The right fold

March 16, 2021
A rendering of the chemical model of the E. coli protein, FabG

How kinks in protein folding could help researchers design new drugs and even fight COVID-19

 
By Jordan Wilkerson

 

Right now, your body is making trillions of proteins essential for even basic tasks. You can read this article, for example, thanks to the proteins that make your eye lenses transparent. 

Understanding how proteins fold is crucial since the build-up of these misfolded molecules can cause serious health issues in aging human bodies. Misfolded proteins in the eyes, for instance, clump together to form white clouds known as cataracts. In the brain, their accumulation can lead to Parkinson’s and other deadly neurodegenerative diseases. Now, researchers have developed a new technique that reveals for the first time why periodic pausing helps proteins fold properly. This discovery could lead to new drugs preventing disease-causing misfolds or even targeting viruses like SARS-CoV-2 (the novel coronavirus) by weaponizing these errors against them. 

All proteins are made up of amino acids that link together like a long chain and fold into a series of helices, pleated sheets, and sharp turns. For a protein to work properly, the way it’s folded is as crucial as the amino acids it’s made of. For larger proteins (most proteins in the human body and most other lifeforms), folding into the right orientation isn’t simple. There are countless ways the molecule can twist and turn. 

“There’s only one correct way, though,” said Amir Bitran, a Ph.D. candidate in chemistry in the Graduate School of Arts and Sciences. “A big question is, how do proteins get their structure right?” 

 

A rendering of the chemical model of the E. coli protein, FabG
A misfolded state of the E. coli protein, FabG, simulated by the new algorithm developed by the Shakhnovich lab. Image credit: Amir Bitran

 

In a paper published in PNAS, Bitran and other researchers in the Shakhnovich lab report that while ribosomes in cells make certain proteins, they periodically pause to allow the molecule to begin folding into the right structure. Without this clever maneuver, the long strings of amino acids could easily tangle into the wrong orientation and become useless debris in the cell. These pauses are timed to prevent the formation of particularly troublesome misfolded structures — ones that cannot easily refold into the right shape. 

Based on a sophisticated new algorithm that Bitran and his colleagues designed, their computer program simulates how all the protein’s atoms — which can reach the thousands — interact with one another to fold the protein while the ribosome pauses. If the ribosome does not take these breaks, the team said, larger proteins can fold into the wrong structures. 

To confirm their findings, the authors simulated the stepwise folding of six proteins commonly found in E. coli bacteria. Because its genetics is very well understood, E. coli makes for a great, data-rich model to better understand protein synthesis. But the insights from their algorithm can easily be translated to how proteins are folded in more advanced organisms like humans. 

The new technique helped the biochemists “understand what makes proteins misfold and what kind of structures cause long-lived misfolded states,” said Eugene Shakhnovich, a professor of chemistry and chemical biology. Their current technique is built on top of a protein folding algorithm developed by the research group a decade ago. At that time, only small proteins less than 100 amino acids long could be studied. Typically, proteins that small don’t need the ribosome to take breaks while making them. Tiny proteins usually just fold into the right structure without intervention. The latest upgrade “allows us to extend the range of protein lengths and explore the landscape of possible protein structures,” Shakhnovich said. Prior to this work, there was no clear-cut way of determining exactly what a larger protein’s misfolded states might be. 

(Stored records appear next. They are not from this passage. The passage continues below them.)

PR #638, opened 2023-12-08
fix(types): add plugins to environments

radulle:
## Summary

Small update TypeScript declarations to allow plugins in environments.

### DIFF
--- a/packages/gasket-engine/lib/engine.d.ts
+++ b/packages/gasket-engine/lib/engine.d.ts
@@ -93,16 +93,18 @@ declare module '@gasket/engine' {
       ? { [K in keyof T]?: PartialRecursive<T[K]> } | undefined
       : T | undefined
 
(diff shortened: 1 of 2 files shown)


jpage-godaddy (approved):
Looks good. Would be nice to also have a TS test to go with it.

agerard-godaddy:
@radulle could you add a test to the `gasket-typescript-tests` package, probably [here](https://github.com/godaddy/gasket/blob/main/packages/gasket-typescript-tests/test/engine.spec.ts).

radulle:
> @radulle could you add a test to the `gasket-typescript-tests` package, probably [here](https://github.com/godaddy/gasket/blob/main/packages/gasket-typescript-tests/test/engine.spec.ts).

Added a test test to confirm plugins are allowed in environments.

agerard-godaddy (approved):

Like all computer simulations, the model is not the same as real life. Though it cannot capture everything, not everything needs to be captured by a computer model: “There’s going to be a ton of things in the cell that affect the details,” said Bitran. “But I think the essence is captured by this simple picture.” To make sure, they have begun studying the processes in real E. coli to test their simulated predictions. The preliminary results look promising so far, suggesting that the model’s simple picture still accurately depicts how proteins get folded — or misfolded. 

 

“That’s exactly what we’re doing for COVID-19 research: developing small molecules that prevent COVID-19 proteins from folding in human cells"

- Eugene Shakhnovich

 

The team’s technique could also be used as a novel tool for designing drugs that make viral proteins fold incorrectly. The scientists have already begun applying their new model to SARS-CoV-2 (the novel coronavirus) with this goal in mind. Their focus is on the spiky proteins that coat the virus surface and allow the pathogen to latch onto human cells. With their new computer model, the team can identify the spiky protein’s potential misfolded states. 

“Since we can predict the structure, we can design small molecules to target it,” Shakhnovich said. The small molecule drugs could latch onto misfolded versions and keep them from refolding to the correct shape. “That’s exactly what we’re doing for COVID-19 research: developing small molecules that prevent COVID-19 proteins from folding in human cells.” 

Understanding how proteins fold could also help us better understand why the process goes wrong as we age. Just as drugs can be designed to force viral proteins to misfold, the new technique could help ensure our proteins get the right fold.